Norwegians know something of life in a climate change world. Migratory birds arrive earlier in spring, trees come into leaf before previously expected, and palsa mires (wetlands) are being lost as permafrost thaws.
Norwegians are currently waiting while geologists try to predict if, and when, Mount Mannen might collapse, destroying homes in its path, after torrential rain in the region.
According to the Intergovernmental Panel on Climate Change (IPCC), this will be just the beginning for Norway - and the rest of the world - unless urgent and immediate action is taken to substantially reduce greenhouse gas emissions.
While reducing our dependence on the dirty fossil fuel industries is widely lauded as representing the fastest and most effective strategy to reduce our global emissions, much of the world's attention - including that of many governments and industry - has been captured by the promise of carbon trade markets.
There are hopes that pricing and selling carbon just might be the magic bullet to solve the crisis, while at the same time generating lucrative returns for investors.
Carbon markets are being established on the assumption that if the 'right' price is placed on carbon, private companies and their financial backers will be driven to invest in so-called 'green' projects that capture and store carbon, thereby reducing greenhouse gas emissions in the world's atmosphere.
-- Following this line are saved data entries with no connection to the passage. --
PR #86, opened 2022-04-15
Functions for loading XGI-DATA datasets

nwlandry:
* Added `open_file` decorator for loading file paths or a string of a loaded file
* Updated the json.py file to (1) have the `open_file` decorator and (2) utilize the add/remove methods instead of modifying the Hypergraph dictionaries directly.
* Added functionality to load datasets directly from the xgi-data repository


nwlandry:
I also
* modified the Github Actions script to not run unnecessary tests.
* added seaborn to the tutorials requirements and requests to the default requirements
* added the `open_file` decorator to all read/write functions

tests/utils/test_utilities.py
```diff
@@ -0,0 +1,29 @@
+from xgi.utils import XGICounter, get_dual, load_xgi_data
+
+
+def test_load_xgi_data():
```
leotrs, line 4: I'm hesitant to make an HTTP request part of the test suite. Perhaps we could mark it as [slow](https://docs.pytest.org/en/6.2.x/mark.html).

tests/utils/test_utilities.py
```diff
@@ -0,0 +1,29 @@
...
+    assert dual[2] == [0]
+    assert dual[3] == [0]
+    assert dual[4] == [1]
+    assert dual[5] == [2]
+    assert dual[6] == [2, 3]
+    assert dual[7] == [3]
+    assert dual[8] == [3]
+
+
+def test_xgi_counter():
```
leotrs, line 26: Can we replace XGICounter with python's [count](https://docs.python.org/3/library/itertools.html#itertools.count)? If so, we can leave that for a separate PR but we should as much as possible make use of what's already in the standard library.

leotrs (commented):
Unfortunately the docstring of the open_file decorator didn't explain to me very well what the decorator is doing or why is it needed. Could you add a little context? What problem is this solving and why is this the best way of solving it?

tests/utils/test_utilities.py
nwlandry: Done.

tests/utils/test_utilities.py
nwlandry: I agree! I'm not familiar with `count` until now, but I will make an issue to deal with later.

nwlandry: Actually, I'm not sure that it does the same thing. `XGICounter` increments a counter every time that it is called, which doesn't seem to be the same as `count` from what I could tell.

nwlandry:
This is now being replaced by #88 so I'm closing this.

Issue #23, opened 2021-12-10
Modify degree_counts function


nwlandry:
Change API such that
1. degree_counts returns what degree_histogram currently returns, and
2. degree_histogram returns the same data structures as np.unique(i.e. one array with the heights and one array with the degree bins.)

PR #87, opened 2022-04-18
feat(api)!: Changed api of degree_histogram and added degree_counts based on #23

tlarock:
Addresses #23.

I refactored the existing `degree_histogram` code into a function called `degree_counts`. I did not modify the behavior of `degree_counts` from the original `degree_histogram`.

I then wrote a new `degree_histogram` function that returns a `tuple` of 2 `list`s, where the first list corresponds to the observed degrees (bin centers for the histogram) in ascending order, and the second tuple is the number of nodes with the degree in the same index of the first list (heights of the histogram). Note that, unlike the behavior of `degree_counts`, I do not return entries with count 0, as there is no need to infer the degree from the list since I return the list of observed degrees explicitly. These lists can be passed directly to `matplotlib.pyplot.[bar | plot]` for visualization.

BREAKING CHANGE: Existing code using the old version of `degree_histogram` will now fail because the new `degree_histogram` returns a 2 tuple, not a list of degree values. Code using `degree_histogram` should be modified to use `degree_counts`.

Edit: The original issue (#23) asks to mimic the `np.unique` return - this pull request does achieve that, though it returns a tuple of lists, not an `np.array`. `numpy` is not being used in this file so I did not add the dependency and just used tuple of lists instead.

### DIFF
--- a/tests/classes/test_function.py
+++ b/tests/classes/test_function.py
@@ -4,14 +4,14 @@ import xgi
 from xgi.exception import IDNotFound, XGIError
 
 
-def test_degree_histogram(edgelist1, edgelist2, edgelist3):
+def test_degree_counts(edgelist1, edgelist2, edgelist3):
     H1 = xgi.Hypergraph(edgelist1)
     H2 = xgi.Hypergraph(edgelist2)
     H3 = xgi.Hypergraph(edgelist3)
 
-    assert xgi.degree_histogram(H1) == [0, 7, 1]
-    assert xgi.degree_histogram(H2) == [0, 5, 1]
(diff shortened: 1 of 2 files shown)


leotrs (approved):
Thank you Timothy for your contribution!

nwlandry:
Thanks for contribution! Looks great! Only question I have is if the functions should accept the `order` and `weight` parameters that `.degree()` now accepts.

leotrs:
TBH I'm happy merging this as it is and then worrying about extra parameters when the new super secret `nodestat` functionality is in place ;)

nwlandry:
Sounds good!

"Expecting some of the poorest of the poor to carry the social and ecological burdens of monoculture plantation forestry projects for carbon offset is both socially unjust, and ecologically just does not add up."Carbon markets are championed by those who believe that carbon emissions taking place in one part of the world can be offset by their capture or sequestration in another. Plantation forestry is a key sector in the carbon market, with many projects established in some of the poorest parts of the world, based on the assumption that they will confer benefits to the environment and the local people.
But does all the hype about carbon markets really stack up?
Research on the Norwegian company Green Resources - engaged in plantation forestry and carbon offset on the African continent - raises many questions about who benefits from the carbon market projects. In-depth research over two years in Uganda, where Green Resources has licence to over 11,000 hectares of land, demonstrates how local communities are the losers of such projects.
A recent report, The Darker Side of Green: Plantation Forestry and Carbon Violence in Uganda, published by the Oakland Institute, contributes to the critical conversation about the role of carbon markets in addressing climate change.
The report identifies profound adverse livelihood impacts associated with Green Resources' activities, including loss of land and heightened food insecurity, as well as destruction of sites of cultural significance. It also demonstrates the failure of Green Resources to engage in meaningful community engagement with affected villages, so as to deliver positive community development outcomes.
Yet this REDD [Reducing Emissions from Deforestation and Forest Degradation] type project (referring to any project that involves forestry carbon credits), and the audit mechanisms to which it must comply, fail to detect and/or challenge the impacts of Green Resources' activities.
Nor do they detect the extent to which environmental problems - including land clearing for animal grazing and crop cultivation - may simply be relocated from inside licence areas to other, often ecologically sensitive landscapes.
Importantly too, carbon market audits fail to consider the carbon capture enabled by local agro-ecological and organic farming systems, on which most subsistence and peasant farmers rely.
We are faced with a number of options in reducing global greenhouse gas emissions, something we all know is urgently needed. Despite the promise by many that the magic of climate markets will solve the current climate crisis, the findings presented in the report discard this fairy dust, shining a light on the structural violence and inequities on which carbon markets are built.
Expecting some of the poorest of the poor to carry the social and ecological burdens of monoculture plantation forestry projects for carbon offset is both socially unjust, and ecologically just does not add up.